墨迹还没干透,我的手就抖得不像话了。
退婚书摊在案上,“两不相欠,各自婚嫁”八个字写得歪歪扭扭,最后一笔拖出长长的尾巴,像条死蛇。我盯着那条墨痕看了三秒,突然觉得好笑——连字都知道这段姻缘是该死的。
“姑娘,您真要退?”青禾端着茶进来,眼睛红红的,像只兔子,“侯府那边……公子爷怕是要闹。”
“闹?”我把退婚书折好,塞进信封,“他谭继恩有什么脸闹?一个月前他当着满京城的才子说我‘一个庶女,配不上谭家嫡长子的身份’的时候,怎么不想想今天?”
我站起来,把信塞给青禾:“送去侯府。亲手交给谭继恩,别给门房。”
青禾咬着嘴唇接了,转身要走,又被我叫住。
“等等。”我从妆奁底下翻出一块玉佩,成色不算顶好,是我娘留给我的唯一遗物。我把它系在信上,“告诉他,定亲信物一并退还,两清了。”
青禾走了之后,我坐在窗前发了很久的呆。
说实话,我心里不是不疼的。
三年前他骑马来府上提亲,穿一身月白长衫,在满院桃花底下朝我笑,说:“祝青栀,我娶你,不是因为你爹是侯爷,是因为我喜欢你。

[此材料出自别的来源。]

PR #15444, opened 2024-11-27
zig: make throw use JSError

nektro:


robobun:
@nektro, your commit 0b246deb3b72745fe182df1fdb37de1bc3affff8 is building: [`#6976`](https://buildkite.com/bun/bun/builds/6976)

Jarred-Sumner:
Per IRL discussion, this should be done via bindings generator instead of manually changing each call site to use `try`

Jarred-Sumner:
Jsut the ones involving .get() and the like

paperclover (approved):

PR #17210, opened 2025-02-09
fix [PR-15525]: use correct alignment to enable codesigning

Pranav2612000:
### What does this PR do?

This PR fixes an error with PR #15525 to allow codesigning larger files.
This is done by ensuring that the signature writer `sig_writer` starts from the original code segment location ( instead of with offset ). This way the whole signature fits in the `CODE_SIGNATURE` segment ( `SuperBlob` section ) and does not result in an error.

- Ensured that bun is able to generate binaries which are codesignable.


pfgithub:
This is superseeded by #17207 right?

PR #17218, opened 2025-02-10
feat(bun/test): Allow numbers, functions, and classes (anonymous and named) as first arg to `describe` blocks

### LINKED ISSUE #17100: Support functions as the description for describe

In Jest and Vitest we can write tests like this: 

```js
import { describe, expect, test } from 'vitest'
import { myFunctionUnderTest } from './sum.js'

//                 👇 - direct reference to the function, not a string. 
describe(myFunctionUnderTest, () =>{
  test('adds 1 + 2 to equal 3', () => {
    expect(myFunctionUnderTest(1, 2)).toBe(3)    
  })
})


```

And this will output like this: 

```
 ✓ src/sum.test.js (1 test) 1ms
   ✓ myFunctionUnderTest > adds 1 + 2 to equal 3
```

This is a nice bit of convenience for writing tests - 

1. Saves having to write a string ourselves
2. If we rename the function, the test description will automatically be updated

Support passing functions as description parameter in the same manner. 

_No response_

reillyjodonnell:
### What does this PR do?

Allows user to pass either a number, string, function, or class (anonymous and named) as the first argument to `describe.` fixes #17100, #7849

Before these changes if you pass a number, function, or class:
1. You get a TS error
2. Bun silently stops the test execution beyond the describe block and doesn't fail

- [x] Code changes

I wrote a passing test at `test/js/bun/test/describe.test.ts`


RiskyMH:
nice, i think you should also make a test that runts `bun test` as child process and ensure the function name was used correctly (and not just `[object object]` or smth)

reillyjodonnell:
> nice, i think you should also make a test that runs `bun test` as child process and ensure the function name was used correctly (and not just `[object object]` or smth)

Great suggestion - just added additional testing against the name

reillyjodonnell:
idk why this test is failing. I reverted all of the files I changed, rm  -rf'd`build` and rebuilt via `bun run build` and the test is still failing

test/js/bun/test/describe.test.ts
```diff
@@ -0,0 +1,72 @@
...
+
+  describe("also here", () => {
+    test("Should also pass", () => {
+      stringBlockRan = true;
+      expect(true).toBeTrue();
+    });
+  });
+
+  test("both blocks should have run", () => {
+    expect(functionBlockRan).toBeTrue();
```
DonIsaac: use `jest.fn` to create a mock, then use `expect(fn).toHaveBeenCalled()`

src/bun.js/test/jest.zig
```diff
@@ -1725,7 +1725,7 @@ inline fn createScope(
     var function = if (args.len > 1) args[1] else .zero;
     var options = if (args.len > 2) args[2] else .zero;
 
-    if (description.isEmptyOrUndefinedOrNull() or !description.isString()) {
+    if (description.isEmptyOrUndefinedOrNull() or (description.isFunction() and description.getName(globalThis).isEmpty())) {
```
DonIsaac: What happens if 
```js
describe(MyClass, function testMyClass() {
  // ...
});
```

test/js/bun/test/describe.test.ts
```diff
@@ -0,0 +1,72 @@
...
+    expect(stringBlockRan).toBeTrue();
+  });
+});
+
+describe("shows function name correctly in test output", () => {
+  test("describe block shows function name correctly in test output", async () => {
+    const test_dir = tmpdirSync();
+    try {
+      await writeFile(
```
DonIsaac: You'll find `tempDirWithFiles` useful here

src/bun.js/test/jest.zig
RiskyMH: Also interested in how far Jest goes with this too

reillyjodonnell: I'm going to do a bit more digging to track how far Jest goes w it. After will update the code & do a little write up. Thanks yall!

reillyjodonnell:
Did some digging and wrote test cases based on my findings. This updates bun to accept functions, classes (both anonymous and named), strings, and numbers - just like jest!

@DonIsaac / @RiskyMH - thank you both for the comments!

reillyjodonnell:
updated `test/js/bun/test/test-test.test.ts` to be more resilient to stack trace changes in the `unhandled errors between tests are reported` describe block. We're matching against text to ensure the errors are still reported, instead of ensuring the stack trace is EXACTLY the same.

test/js/bun/test/describe.test.ts
```diff
@@ -0,0 +1,225 @@
...
+  });
+});
+
+describe("passing arrow function as args", () => {
+  test("passes if sole argument", () => {
+    const test_dir = tempDirWithFiles(".", {
+      "describe-test.test.js": `
+      import { describe, test, expect } from "bun:test";
+
+      describe(() => {
```
paperclover, line 174: im confused on the use case for this. it would make a little sense for named functions i guess. is this pattern supported and used by jest?

reillyjodonnell: I felt the same way. It is not supported by jest. The anonymous function as the sole argument pattern is used multiple times throughout [this other test file](https://github.com/oven-sh/bun/blob/11979f69ebee4ff1dc6c284430f7be045d67c3af/test/js/bun/test/test-test.test.ts#L475C1-L476C1)

Just wanted to keep things consistent. But happy to either fix all instances in this pr to remove it or if we want to tackle it in a separate one I can also do that :)

paperclover: ah, we already support it. i guess we should not remove it then.

paperclover (approved):

reillyjodonnell:
Screenshot 2025-03-06 at 9 23 52 PM
The only thing that failed is the lockfile for windows. This is ready to merge pending 1 more reapproval :D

”
我那时候信了。
十五岁的姑娘,哪知道男人的嘴是骗人的鬼?我只知道他的手很暖,他的眼睛很亮,他说喜欢我的时候,声音低低的,像是在说什么了不得的秘密。
后来我才知道,那确实是秘密——他喜欢的不是我,是我爹手里的兵权。
我爹镇南侯祝远山,手握三万西南铁骑,那是先帝留给当今圣上的底气。谭家想要拉拢我爹,最好的办法就是联姻。可惜我爹只有两个女儿,嫡女祝青鸾早嫁给安国公府世子了,剩下的只有我这个庶女。
谭继恩来提亲的那天,我爹在书房里坐了整整一夜。
第二天他问我:“青栀,你愿意吗?”
我说:“愿意。”
我爹看了我很久,叹了口气,说:“苦了你了。”
我当时不懂他为什么说苦。后来懂了——谭继恩从来就没看得起过我。他娶我,是不得已。我嫁他,是高攀。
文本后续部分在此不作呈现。